Friends of the Behavioral Economics Club, this week we present the paper “The Role of Behavioral Economics in Improving Cardiovascular Health Behaviors and Outcomes”, by Hare, A. J.; Patel, M. S.; Volpp, K. and Adusumalli, S. (2021), in which authors carry out a revision of the behavioral economics’ tools that can be applied in order to improve the behaviors and outcomes of cardiovascular health.
Despite the extensive study and knowledge of the lifestyle factors required for the onset and worsening of cardiovascular diseases, as well as evidence-based therapies to fight them, these diseases continue to be the main cause of mortality around the world, and especially in the United States, context of this study.
Traditional economic theory is based on the idea that people are rational, self-controlled, selfish, and always optimistic.
If this was the case, one might ask: why are cardiovascular diseases still so prevalent when they can be largely prevented and therapies have shown good efficacy in their prevention and treatment?
Behavioral economics offers a more nuanced understanding of human behavior, and why individuals often make decisions that may not be consistent with their long-term well-being.
For example, regarding patients, behavioral economics can help us understand why adherence to positive diets, exercise regimens, and medication routines may be more difficult than traditional economic theory suggests.
Regarding clinicians, it could help explain why targeted therapy prescription rates are demonstrably suboptimal across clinics.
Although insights from behavioral economics can be used in a variety of clinical settings, they are particularly relevant to cardiovascular care.
Factors that act against adherence, such as time costs, are clear, observable and immediate; but the benefits, such as reducing the long-term risk of adverse outcomes, are immeasurable and generally slow to be seen.
Therefore, this lack of feedback and obtaining immediate rewards is reflected in the prolonged and asymptomatic accumulation of many cardiovascular conditions.
For this reason, cardiovascular health represents an opportunity to encourage patients to better align their short-term behaviors, such as physical exercise, with their long-term health goals.
Therefore, authors carry out this review of previous literature, highlighting the existing applications of behavioral economics to improve cardiovascular health.
For example, regarding physical activity, there are previous studies. In one mentioned in the article, an experiment in which patients who received an activity bracelet and cash financial incentives had more minutes of moderate physical activity compared to the control group was conducted.
But the same did not happen with participants who received only the activity bracelet, or the activity bracelet and financial incentives for charities.
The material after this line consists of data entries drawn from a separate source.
PR #210, opened 2024-04-12
Collaborators management based on global variables

MarcelGeo:
Resolves #2230 in private repo

Scope: Make logic with GLOBAL_READ, GLOBAL_WRITE and GLOBAL_ADMIN variables to collaborators tab.

image

Enh: :hammer: 

- allow disable items in app-dropdown
- allow choosing role that makes sense
- disable removing collaborators in case of GLOBAL_* variables are enabled
- remove some project.creator checks

Design :rose: 

- add box-shadow for menus and drop downs copied from design system figma
- add informative tag

:question: 

- @varmar05  do we want to update some endpoints logic?

### DIFF
--- a/web-app/packages/lib/src/modules/instance/store.ts
+++ b/web-app/packages/lib/src/modules/instance/store.ts
@@ -12,6 +12,7 @@ import {
 } from '@/modules/instance/types'
 import { useNotificationStore } from '@/modules/notification/store'
 import { useUserStore } from '@/modules/user/store'
+import { GlobalRole, isAtLeastGlobalRole } from '@/common/permission_utils'
 
 export interface InstanceState {
   initData: InitResponse
@@ -30,14 +31,22 @@ export const useInstanceStore = defineStore('instanceModule', {
 
   getters: {
     /**
-     * Checks if global roles are enabled based on the config data.
-     * Returns true if any of the global role flags are truthy, false otherwise.
+     * Retrieves the current global role from the instance configuration data.
+     *
+     * The global role is determined by checking the `global_read`, `global_write`, and `global_admin` flags in the configuration data.
+     * If none of the flags are set, `undefined` is returned, otherwise the index of the first set flag is returned as the global role.
+     *
+     * @param state - The current instance state.
+     * @returns The current global role, or `undefined` if no global role is set.
      */
-    globalRolesEnabled(state): boolean {
+    currentGlobalRole(state): GlobalRole | undefined {
       // eslint-disable-next-line camelcase
       const { global_read, global_write, global_admin } = state.configData
       // eslint-disable-next-line camelcase
-      return [global_read, global_write, global_admin].some((r) => !!r)
+      const foundIndex = [global_read, global_write, global_admin].findIndex(
+        (r) => !!r
+      )
+      return foundIndex < 0 ? undefined : foundIndex
     }
   },
 
--- a/web-app/packages/lib/src/modules/instance/store.ts
+++ b/web-app/packages/lib/src/modules/instance/store.ts
@@ -4,6 +4,7 @@
 
 import { defineStore } from 'pinia'
 
+import { GlobalRole } from '@/common/permission_utils'
 import { InstanceApi } from '@/modules/instance/instanceApi'
 import {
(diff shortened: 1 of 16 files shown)


web-app/packages/lib/src/modules/instance/store.ts
```diff
@@ -30,14 +31,22 @@ export const useInstanceStore = defineStore('instanceModule', {
...
-    globalRolesEnabled(state): boolean {
+    currentGlobalRole(state): GlobalRole | undefined {
       // eslint-disable-next-line camelcase
       const { global_read, global_write, global_admin } = state.configData
       // eslint-disable-next-line camelcase
-      return [global_read, global_write, global_admin].some((r) => !!r)
+      const foundIndex = [global_read, global_write, global_admin].findIndex(
+        (r) => !!r
+      )
+      return foundIndex < 0 ? undefined : foundIndex
```
varmar05, line 49: maybe we could have used -1 for undefined (guest) role

web-app/packages/lib/src/modules/instance/store.ts
```diff
@@ -30,14 +31,22 @@ export const useInstanceStore = defineStore('instanceModule', {
...
+     * Retrieves the current global role from the instance configuration data.
+     *
+     * The global role is determined by checking the `global_read`, `global_write`, and `global_admin` flags in the configuration data.
+     * If none of the flags are set, `undefined` is returned, otherwise the index of the first set flag is returned as the global role.
+     *
+     * @param state - The current instance state.
+     * @returns The current global role, or `undefined` if no global role is set.
      */
-    globalRolesEnabled(state): boolean {
+    currentGlobalRole(state): GlobalRole | undefined {
```
varmar05, line 42: Just a note: does it matter that in EE and cloud there is not such thing? What would happen if backend returned such flag?

web-app/packages/lib/src/modules/project/components/ProjectMembersTable.vue
```diff
@@ -186,6 +196,10 @@ const searchedItems = computed(() =>
   })
 )
 
+function canRemoveMember(item: ProjectAccessDetail) {
```
varmar05, line 199: How is 'leave a project' handled now? Can you leave project anytime regardless of other members, e.g. you are the last member or project.creator.

varmar05:
We probably do not need to worry about backend changes. Even if you assigned a project role that does not make sense (e.g. lower than global role) it should not matter.

But I'd like to simplify that global role, to have only single variable with enum on backend. But that is probably out of the scope of this PR.

MarcelGeo:
> We probably do not need to worry about backend changes. Even if you assigned a project role that does not make sense (e.g. lower than global role) it should not matter.
> 
> But I'd like to simplify that global role, to have only single variable with enum on backend. But that is probably out of the scope of this PR.

Yeah, It would be nice to have GLOBAL_ROLE variable with ProjectRoleName values :)

web-app/packages/lib/src/modules/instance/store.ts
MarcelGeo: Components in other environments are not connected to this variable.

web-app/packages/lib/src/modules/project/components/ProjectMembersTable.vue
MarcelGeo: If you are guest, you can leave project.

```ProjectViewTemplate.vue#251```

web-app/packages/lib/src/modules/instance/store.ts
MarcelGeo: in global variables is not guest. Or?

varmar05: it is not, I mean if all globals are false, we could jsut use -1 (no need to do +1 in code above)

web-app/packages/lib/src/modules/project/components/ProjectMembersTable.vue
varmar05: In CE if everyone is a guest (no global permission is set) I can leave project anytime, right? Even if I created it.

This showed evidence that financial incentives can be effective when received directly.
Beyond the realm of financial incentives, peer comparisons have also been examined in a paper mentioned in the article, in which subjects received team step counting feedback compared to other participants. An increasement of physical activity close to 50% was observed.
Behavioral economics techniques have also proven to be effective in motivating patients to lose weight.
For example, a 2008 study showed that providing financial incentives significantly increased weight loss among participants.
Smoking is also a habit that carries the risk of cardiovascular disease.
A study showed that financial incentives added to free smoking cessation aids resulted in higher rates of continued abstinence from smoking than electronic cigarettes.
On the other hand, adherence to cardiovascular medicines presents another opportunity to take advantage of the principles of behavioral economics.
In 2019, in a paper cited in the article, it was shown that the provision of financial vouchers to offset medicine copayments resulted in an adjusted 2.3% increase in adherence.
Authors also point out the usefulness of artificial intelligence in the matter.
Artificial intelligence has resurfaced in the medical community as successful use cases have begun to be integrated into both general care and cardiology.
Currently, the most common applications of artificial intelligence in health include risk prediction algorithms, image interpretation and complex phenotyping of diseases.
AI could be used to behaviorally phenotype clinicians or patients using the influences they are most sensitive to, and design personalized interventions to achieve behavior change.
On the other hand, AI could be leveraged to predict the optimal time and context for a behavioral intervention.
Authors note that future interventions using behavioral economics could incorporate lessons from non-health industries, as well as the power of AI, to tailor interventions to the right people, in the right context, and with the right information.